### Exercise goal
Take the material below and output exactly the run of lines from the one containing "the two agree.)" down to the one containing "- The chronological", with both included.

Data to process: Begin

PR #352, opened 2026-08-28
Let an excluded device claim part of the solar forecast

syphernl:
Implements #341.

Predictive charging counts the whole remaining solar forecast as available to the battery, also when an excluded device the home sensor already sees is going to eat it. The balance then reports "sufficient energy" and skips the cheap grid slots.

A new optional per-device field points at a sensor reporting the energy the device still expects to consume today (evcc publishes one per loadpoint):

```
claim = min(sum(device_remaining_kwh), solar_remaining_effective_kwh)
solar_available_to_battery = solar_remaining_effective_kwh - claim
```

Off unless configured; without it every number is unchanged.

Notes for review:

- Only `included_in_consumption` devices may claim, and the claim is capped at the available solar. Both avoid counting the same energy twice, since anything else is already inside the consumption forecast.
- `exclusion_pct` scales the claim exactly as it scales the consumption correction: at 50 % the consumption forecast still carries half the device's demand, so only the other half is reserved. (An earlier revision of this description said the opposite; `8e2ac38` made the two agree.)
- The chronological planner and the evening/SOC-drop pass deduct the same claim, otherwise they would plan against solar the device is going to take.
- Re-evaluation is a predicate polled from `handle_dynamic_pricing_predictive_charging`, in the shape of the existing evening and SOC-drop triggers, rather than a new state listener. Bidirectional, 2 kWh threshold, 15 min cooldown, 4/day.
- Existing diagnostic keys keep their meaning; the claim is published separately as `excluded_demand_claim_kwh`.
- The learned-profile fingerprint is deliberately untouched, so upgrading does not invalidate anyone's consumption profile.

`pytest`: 2116 passed, 10 skipped. New unit tests cover the deficit chain (including a baseline proving an unconfigured install is unchanged), the sensor reader, the re-evaluation predicate, both config flows, the attribute and the diagnostics payload. `_evaluate_evening_recharge` has no test coverage in the repo today, so the deduction there is untested.

Docs and all six translations updated.


ffunes:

Data to process: End

### Answer to the exercise
- `exclusion_pct` scales the claim exactly as it scales the consumption correction: at 50 % the consumption forecast still carries half the device's demand, so only the other half is reserved. (An earlier revision of this description said the opposite; `8e2ac38` made the two agree.)
- The chronological planner and the evening/SOC-drop pass deduct the same claim, otherwise they would plan against solar the device is going to take.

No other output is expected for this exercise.